*** Opening of Dataset records ***

PR #580, opened 2022-11-07
Check version of `rustc` and `npm` in `x.sh`

### LINKED ISSUE #571: `x.sh` should also check versions of tools (NPM, Rust, ...)
The script already checks whether all required tools are available. But it would be very useful to also check the version of those tools, as we have certain requirements there. Though it would require constant updating of the minimum version, e.g. for Rust. Not sure how often one would need to bump that version.

LukasKalbertodt:
Fixes #571

### DIFF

*** Close of Dataset records ***

**Exercise directions:** Nothing is wanted except the number of lines in the entries above that include the word "tools".

**Answer section:** 2